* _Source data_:
※ ※ ※
PR #52198, opened 2023-10-20
[String] New locale aware casing methods

### LINKED ISSUE #52161: [String] New `LocaleString` class
### Description

Working with Greek texts we got the report that when turning the text into uppercase, we should strip the accents from the input.
Note that this is not simply turning the string into ascii.

Example:
In Greek:
`άδικος, κείμενο, ίριδα → ΑΔΙΚΟΣ, ΚΕΙΜΕΝΟ, ΙΡΙΔΑ`

In Turkish:
`ISTANBUL` -> `İSTANBUL`

It doesn't seem like we can do that with the current String component, is it maybe an idea to add a new LocaleString class to this component?

Source:
https://icu.unicode.org/design/case/greek-upper
https://developer.mozilla.org/en-US/docs/Web/JavaScript/Reference/Global_Objects/String/toLocaleUpperCase

### Very quick PoC

```php
$string       = "άδικος, κείμενο, ίριδα";
$localeString = new class ($string, "el") extends UnicodeString {
    public function __construct(string $string = '', private readonly ?string $languageCode = null)
    {
        parent::__construct($string);
    }

    public function upper(): static
    {
        $str         = clone $this;
        $str->string = \Transliterator::create($this->languageCode . "-Upper")->transliterate($str->string);
 
        return $str;
    }
};

echo $localeString->upper(); // ΑΔΙΚΟΣ, ΚΕΙΜΕΝΟ, ΙΡΙΔΑ
```

to be updated to implement more methods, and to reuse Transliterator instances.
And I needed to make the languageCode constructor var nullable because of the parent class, default this to the php default?

bram123:
| Q             | A
| ------------- | ---
| Branch?       | 7.1
| Bug fix?      | no
| New feature?  | yes
| Deprecations? | no
| Tickets       | Fix #52161
| License       | MIT

Adds new localeUpper/localeLower/localeTitle methods to the AbstractUnicodeString class
- To change the string case according to locale-specific case mappings

Code examples:
```php
$string = new UnicodeString('άδικος');
echo $string->upper(), PHP_EOL; // ΆΔΙΚΟΣ
echo $string->localeUpper('el'), PHP_EOL; // ΑΔΙΚΟΣ

$string = new UnicodeString('ijssel');
echo $string->title(), PHP_EOL; // Ijssel
echo $string->localeTitle('nl'), PHP_EOL; // IJssel

$string = new UnicodeString('İSTANBUL');
echo $string->lower(), PHP_EOL; // i̇stanbul (LATIN SMALL LETTER I COMBINING DOT ABOVE)
echo $string->localeLower('tr'), PHP_EOL; // istanbul (LATIN SMALL LETTER I)
```

### DIFF
--- a/src/Symfony/Component/String/AbstractUnicodeString.php
+++ b/src/Symfony/Component/String/AbstractUnicodeString.php
@@ -220,6 +220,21 @@ abstract class AbstractUnicodeString extends AbstractString
         return $str;
     }
 
+    /**
+     * @param string $locale In the format language_region (e.g. tr_TR)
+     */
+    public function localeLower(string $locale): static
+    {
+        if (null !== $transliterator = $this->getLocaleTransliterator($locale, 'Lower')) {
+            $str = clone $this;
+            $str->string = $transliterator->transliterate($str->string);
+
+            return $str;
+        }
+
+        return $this->lower();
+    }
+
     public function match(string $regexp, int $flags = 0, int $offset = 0): array
     {
         $match = ((\PREG_PATTERN_ORDER | \PREG_SET_ORDER) & $flags) ? 'preg_match_all' : 'preg_match';
@@ -363,6 +378,21 @@ abstract class AbstractUnicodeString extends AbstractString
         return $str;
     }
 
+    /**
+     * @param string $locale In the format language_region (e.g. tr_TR)
+     */
+    public function localeTitle(string $locale): static
+    {
+        if (null !== $transliterator = $this->getLocaleTransliterator($locale, 'Title')) {
+            $str = clone $this;
+            $str->string = $transliterator->transliterate($str->string);
+
+            return $str;
+        }
+
+        return $this->title();
+    }
+
     public function trim(string $chars = " \t\n\r\0\x0B\x0C\u{A0}\u{FEFF}"): static
     {
         if (" \t\n\r\0\x0B\x0C\u{A0}\u{FEFF}" !== $chars && !preg_match('//u', $chars)) {
@@ -448,6 +478,21 @@ abstract class AbstractUnicodeString extends AbstractString
         $str->string = mb_strtoupper($str->string, 'UTF-8');
 
         return $str;
+    }
+
+    /**
+     * @param string $locale In the format language_region (e.g. tr_TR)
+     */
+    public function localeUpper(string $locale): static
+    {
+        if (null !== $transliterator = $this->getLocaleTransliterator($locale, 'Upper')) {
+            $str = clone $this;
+            $str->string = $transliterator->transliterate($str->string);
+
+            return $str;
+        }
+
+        return $this->upper();
     }
 
     public function width(bool $ignoreAnsiDecoration = true): int
@@ -586,5 +631,34 @@ abstract class AbstractUnicodeString extends AbstractString
         }
 
         return $width;
+    }
+
+    private function getLocaleTransliterator(string $locale, string $id): ?\Transliterator
+    {
+        $rule = $locale.'-'.$id;
+        if (\array_key_exists($rule, self::$transliterators)) {
+            return self::$transliterators[$rule];
+        }
+
+        if (null !== $transliterator = self::$transliterators[$rule] = \Transliterator::create($rule)) {
+            return $transliterator;
+        }
+
+        // Try to find a parent locale (nl_BE -> nl)
+        if (false === $i = strpos($locale, '_')) {
+            return null;
+        }
+
+        $parentRule = substr_replace($locale, '-'.$id, $i);
+
+        // Parent locale was already cached, return and store as current locale
+        if (\array_key_exists($parentRule, self::$transliterators)) {
+            return self::$transliterators[$rule] = self::$transliterators[$parentRule];
+        }
+
+        // Create transliterator based on parent locale and cache the result on both initial and parent locale values
+        $transliterator = \Transliterator::create($parentRule);
+
+        return self::$transliterators[$rule] = self::$transliterators[$parentRule] = $transliterator;
     }
 }
--- a/src/Symfony/Component/String/CHANGELOG.md
+++ b/src/Symfony/Component/String/CHANGELOG.md
@@ -1,6 +1,11 @@
 CHANGELOG
 =========
 
+7.1
+---
+
+ * Add `localeLower()`, `localeUpper()`, `localeTitle()` methods to `AbstractUnicodeString`
+
 6.2
 ---
 
--- a/src/Symfony/Component/String/Tests/AbstractUnicodeTestCase.php
+++ b/src/Symfony/Component/String/Tests/AbstractUnicodeTestCase.php
@@ -50,6 +50,48 @@ END'],
         $this->assertSame('Dieser Wert sollte grOEsser oder gleich', (string) $s->ascii([$rule]));
     }
 
+    /**
+     * @dataProvider provideLocaleLower
+     *
+     * @requires extension intl
+     */
+    public function testLocaleLower(string $locale, string $expected, string $origin)
+    {
+        $instance = static::createFromString($origin)->localeLower($locale);
+
+        $this->assertNotSame(static::createFromString($origin), $instance);
+        $this->assertEquals(static::createFromString($expected), $instance);
+        $this->assertSame($expected, (string) $instance);
+    }
+
+    /**
+     * @dataProvider provideLocaleUpper
+     *
+     * @requires extension intl
+     */
+    public function testLocaleUpper(string $locale, string $expected, string $origin)
+    {
+        $instance = static::createFromString($origin)->localeUpper($locale);
+
+        $this->assertNotSame(static::createFromString($origin), $instance);
+        $this->assertEquals(static::createFromString($expected), $instance);
+        $this->assertSame($expected, (string) $instance);
+    }
+
+    /**
+     * @dataProvider provideLocaleTitle
+     *
+     * @requires extension intl
+     */
+    public function testLocaleTitle(string $locale, string $expected, string $origin)
+    {
+        $instance = static::createFromString($origin)->localeTitle($locale);
+
+        $this->assertNotSame(static::createFromString($origin), $instance);
+        $this->assertEquals(static::createFromString($expected), $instance);
+        $this->assertSame($expected, (string) $instance);
+    }
+
     public function provideCreateFromCodePoint(): array
     {
         return [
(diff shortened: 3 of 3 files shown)


src/Symfony/Component/String/AbstractUnicodeString.php
```diff
@@ -587,4 +623,21 @@ private function wcswidth(string $string): int
 
         return $width;
     }
+
+    private function getLocaleTransliterator(string $locale, string $id): ?\Transliterator
+    {
+        $rule = $locale.'-'.$id;
+        if (null !== $transliterator = self::$transliterators[$rule] ??= \Transliterator::create($rule)) {
```
nicolas-grekas: we need to cache when create() returns `null`
this means we should use `\array_key_exists()` instead (same at the end of the method)

bram123: You're right, fixes with latest commit:
```php
$string->localeTitle("nl");
$string->localeTitle("nl_BE");
$string->localeTitle("nl_BE");
```
NL: creates and caches NL transliterator
NL_BE: Unable to create NL_BE, uses NL from cache, caches as NL_BE
NL_BE: Uses NL_BE from cache

src/Symfony/Component/String/AbstractUnicodeString.php
```diff
@@ -587,4 +623,34 @@ private function wcswidth(string $string): int
...
     }
+
+    private function getLocaleTransliterator(string $locale, string $id): ?\Transliterator
+    {
+        $rule = $locale.'-'.$id;
+        if (\array_key_exists($rule, self::$transliterators)) {
+            return self::$transliterators[$rule];
+        }
+
+        if (null !== $transliterator = self::$transliterators[$rule] ??= \Transliterator::create($rule)) {
```
nicolas-grekas:
```suggestion
        if (null !== $transliterator = self::$transliterators[$rule] = \Transliterator::create($rule)) {
```

src/Symfony/Component/String/AbstractUnicodeString.php
```diff
@@ -587,4 +623,34 @@ private function wcswidth(string $string): int
...
+            return $transliterator;
+        }
+
+        // Try to find a parent locale (nl_BE -> nl)
+        if (false === $str = strrchr($locale, '_')) {
```
nicolas-grekas:
```suggestion
        if (false === $i = strpos($locale, '_')) {
```

and adapt the rest

nicolas-grekas (commented):
Can you please also add a line to the changelog of the component?

src/Symfony/Component/String/CHANGELOG.md
```diff
@@ -1,6 +1,11 @@
 CHANGELOG
 =========
 
+6.4
+---
+
+  * Add `localeLower`, `localeUpper`, `localeTitle` methods to `AbstractUnicodeString`
```
nicolas-grekas:
```suggestion
 * Add `localeLower()`, `localeUpper()`, `localeTitle()` methods to `AbstractUnicodeString`
```

src/Symfony/Component/String/AbstractUnicodeString.php
```diff
@@ -587,4 +623,34 @@ private function wcswidth(string $string): int
...
+            return $transliterator;
+        }
+
+        // Try to find a parent locale (nl_BE -> nl)
+        if (false === $i = strpos($locale, '_')) {
+            return null;
+        }
+
+        $locale = substr($locale, 0, $i);
+        $parentRule = $locale.'-'.$id;
```
nicolas-grekas:
```suggestion
        $parentRule = substr_replace($locale, '-'.$id, $i);
```

nicolas-grekas (approved):
Two minor nitpicking and GTM, thanks.

src/Symfony/Component/String/AbstractUnicodeString.php
```diff
@@ -450,6 +474,18 @@ public function upper(): static
         return $str;
     }
 
+    public function localeUpper(string $locale): static
+    {
+        if (null !== $transliterator = $this->getLocaleTransliterator($locale, 'Upper')) {
```
smnandre, line 488: If i'm not mistaken, there is only a few locales concerned... maybe we can add a small test for the hot path ?

src/Symfony/Component/String/AbstractUnicodeString.php
```diff
@@ -587,4 +623,33 @@ private function wcswidth(string $string): int
...
     }
+
+    private function getLocaleTransliterator(string $locale, string $id): ?\Transliterator
+    {
+        $rule = $locale.'-'.$id;
+        if (\array_key_exists($rule, self::$transliterators)) {
+            return self::$transliterators[$rule];
+        }
+
+        if (null !== $transliterator = self::$transliterators[$rule] = \Transliterator::create($rule)) {
```
smnandre, line 643: Maybe check getLastErrorMessage ?

smnandre:
Re-copying this there in case we need it in a following PR or to write doc : 

--> official [ICU list of special casings](https://github.com/unicode-org/icu/blob/main/icu4c/source/data/unidata/SpecialCasing.txt)

src/Symfony/Component/String/AbstractUnicodeString.php
```diff
@@ -220,6 +220,18 @@ public function lower(): static
...
+    public function localeLower(string $locale): static
+    {
+        if (null !== $transliterator = $this->getLocaleTransliterator($locale, 'Lower')) {
+            $str = clone $this;
+            $str->string = $transliterator->transliterate($str->string);
+
+            return $str;
+        }
+
+        return $this->lower();
```
derrabus, line 235: I wonder if this silent fallback is the right thing to do. If someone calls `localeLower()`, they explicitly opted into using a locale-aware transliterator. If that transliterator is not available (e.g. because of a typo in the passed locale), how would they be made aware of that?

nicolas-grekas: Not all locales have special rules, the fallback is the correct behavior for them.

derrabus: I see. So we cannot tell apart a mistyped locate from a valid one without a special transliterator?

bram123: This is the same behaviour as JavaScript's String.toLocaleUpperCase().

const city = 'istanbul';
console.log(city.toLocaleUpperCase('foobar')); // "ISTANBUL"

smnandre: The transliterator use IDs composed with source and filters

> The source specifier describes the characters or strings that the transform will modify. The target specifier describes the result of the modification. If the source is not given, then the source is “Any”, the set of all characters. Source and Target specifiers can be [Script IDs](http://www.unicode.org/cldr/utility/properties.jsp#Script) (long like “Latin” or short like “Latn”), [Unicode language Identifiers](http://www.unicode.org/reports/tr35/#Unicode_Language_and_Locale_Identifiers) (like fr, en_US, or zh_Hant), or special tags (like Any or Hex)

https://unicode-org.github.io/icu/userguide/transforms/general/#basic-ids 

We could validate the identifier/locale passed in parameter (with [locale_parse](https://www.php.net/manual/fr/locale.parselocale.php) ?) but indeed, nothing guarantee the matching transliterator does exist.

derrabus: All right, makes sense. Let's keep it this way. Thank you for the explanation!

src/Symfony/Component/String/AbstractUnicodeString.php
bram123: Do you mean: `error_get_last()`, `transliterator_get_error_message` (to get errors from Transliterator instance) or `intl_get_error_message` (to get errors for static calls to intl classes) ?
Not seeing these used by AsciiSlugger or the other Transliterator usages in UnicodeString btw.

smnandre: It was on the same topic than derrabus raised about errors and typos, and it seems we agreed to silent them. So let's forget this :)

src/Symfony/Component/String/AbstractUnicodeString.php
bram123: Yes, at the moment it only affects "TR", "AZ", "EL" and "NL" and these are all used in the unittest's dataprovider + I added "EN"/"EN_US" to show the difference. These tests have a 100% code coverage for the new methods.
Are there more testcases you want me to add?

smnandre: Oh i am sorry i must have badly express myself. My goal never was that you feel i "wanted" something. That was really just a question / suggestion.

What i meant was: knowing those special casing only concern a few langages, is the cost of trying to instanciate the transliterator something we should avoid ? (this is a geniune question, nothing more :) ) 

If so, i wondered if we would want to bypass it testing the given locale against a hard-coded set.

Something like: 
```php
    private function getLocaleTransliterator(string $locale, string $id): ?\Transliterator
    {

        // if locale not in special_locale then return null 

        $rule = $locale.'-'.$id;
        if (\array_key_exists($rule, self::$transliterators)) {
            return self::$transliterators[$rule];
        }
```

bram123: Ah I understand, I thought you meant a PHPUnit test for the hot path.
I'd vote against having a hardcoded set, sure now it's only TR/AZ/EL/NL, but we don't know if that stays the same in the future. And first checking Transliterator::listIDs, would break fetching NL-Title when passing nl_NL as locale.

btw, Transliterator::listIDs contains "el-Title", not "el_GR-Title", but when passing "el_GR-Title" it does return an instance.. However this doesn't work for "nl_NL-Title", that has to be "nl-Title".

With the static cache the impact is not that big aswell, and if your application is only in "EN" for example, there is no need to call this method at all.

Do you have an idea on how to pick this up?

smnandre: > Transliterator::listIDs contains "el-Title", not "el_GR-Title", but when passing "el_GR-Title" it does return an instance.. However this doesn't work for "nl_NL-Title", that has to be "nl-Title".

Well that could be something to specify in the documentation :) 

> sure now it's only TR/AZ/EL/NL, but we don't know if that stays the same in the future

That's why i was thinking at first to parse the offocial ICU docs (not on real time of course, once in a while to update the script)... but that is a story for another time, i do not want to slow you down (even if it seems so)

;)

bram123: With the current implementation of looking at input and also parent locale, it always works.
I'll add a comment to the new localeX methods, to describe the expected input `language_region`.

Parsing ICU and using that dataset: I'd have no idea how to begin that, glad it can be outside of this PR ;)

> i do not want to slow you down (even if it seems so)

No problem, it's all to make the implementation better (Y).

nicolas-grekas: There's one reason that could make @smnandre's proposal worth it: instantiation time. IIRC, transliterators can be slow to create. Can you have a look at this from this angle after doing some benchs please?

bram123: Quick benchmark
```php
$string = static::createFromString('istanbul');
$iterations = 1_000_000;

$startTime = microtime(true);
$i = $iterations;
while (--$i) {
    $string->upper();
}
$endTime = microtime(true);
echo "default: " . $endTime - $startTime, PHP_EOL;

$startTime = microtime(true);
$i = $iterations;
while (--$i) {
    $string->localeUpper('en_US');
}
$endTime = microtime(true);
echo "locale en_US: " . $endTime - $startTime, PHP_EOL;

$startTime = microtime(true);
$i = $iterations;
while (--$i) {
    $string->localeUpper('tr_TR');
}
$endTime = microtime(true);
echo "locale tr_TR: " . $endTime - $startTime, PHP_EOL;

$startTime = microtime(true);
$i = $iterations;
while (--$i) {
    $string->localeUpper($i);
}
$endTime = microtime(true);
echo "locale all unique: " . $endTime - $startTime, PHP_EOL;
```

Results in:
default: 1.517627954483
locale en_US: 2.7830729484558
locale tr_TR: 3.431088924408
locale all unique: 4.8467578887939

The results do fluctuate a bit btw, I've seen between 2.4 and 3.0 for "en_US".
Also, placing a `return null` right above the first Transliterator::create() still gives the same times for "en_US".

smnandre: This is something we can optimize in a following step.. but indeed there is a big memory difference :| 

I simplified the two options 

# Option One

```php
<?php

$word = 'étienne';
$locale = 'fr';

if (preg_match('/^(EL|AB|CD|EF|GH|IJ)/i', $locale)) {
    $transliterator = \Transliterator::create($locale.'-UPPER');
    echo 'A' . ($word = $transliterator->transliterate($word));
    return $word;
}

echo 'B' . ($word = mb_strtoupper($word));
return $word;
```

https://3v4l.org/FArNT/perf


### Option Two

```php
<?php

$word = 'étienne';
$locale = 'fr';

if (null !== $transliterator = Transliterator::create($locale.'-UPPER')) {
    echo 'A' . ($word = $transliterator->transliterate($word));
    return $word;
}

echo 'B' . ($word = mb_strtoupper($word));
return $word;
```

https://3v4l.org/NsKEe/perf

## Results

### One - "fr"

Capture d’écran 2023-10-23 à 14 44 07 

### One - "el" 

Capture d’écran 2023-10-23 à 14 44 19 

### Two - "fr" 

Capture d’écran 2023-10-23 à 14 44 27

### Two - "el" 

Capture d’écran 2023-10-23 à 14 44 42


I'm sincerly surprised, but there is a **massive difference** for the "FR" path (any langage with no transliterator available)


I do not have the time right now, but we should check with the transliterator_ids method

smnandre: But we could implement the optimizations in a following step (and maybe there are some to find in the current component) ... what do you think @nicolas-grekas  ?

nicolas-grekas: Sure! Note that this should be merged in 7.1 since 6.4/7.0 are closed now.

bram123: Just missed the window? That's too bad.
I don't see a 7.1 branch to base this PR on, what should I do?

nicolas-grekas: Just be patient - we'll resume merges for 7.1 at the end of November.

bram123: Alright, sorry. Thanks for the help.

yceruto (approved):

src/Symfony/Component/String/CHANGELOG.md
```diff
@@ -1,6 +1,11 @@
 CHANGELOG
 =========
 
+6.4
```
OskarStark:
```suggestion
7.1
```

OskarStark (approved):

fabpot (approved):

fabpot:
Thank you @bram123.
※ ※ ※
* _DIRECTIONS FOR THIS TASK_: What is needed is an exact copy of the lines above, from the one containing "bram123: This is" through the one containing "smnandre: The transliterator", with nothing added.

* _WRITTEN SOLUTION_:
bram123: This is the same behaviour as JavaScript's String.toLocaleUpperCase().

const city = 'istanbul';
console.log(city.toLocaleUpperCase('foobar')); // "ISTANBUL"

smnandre: The transliterator use IDs composed with source and filters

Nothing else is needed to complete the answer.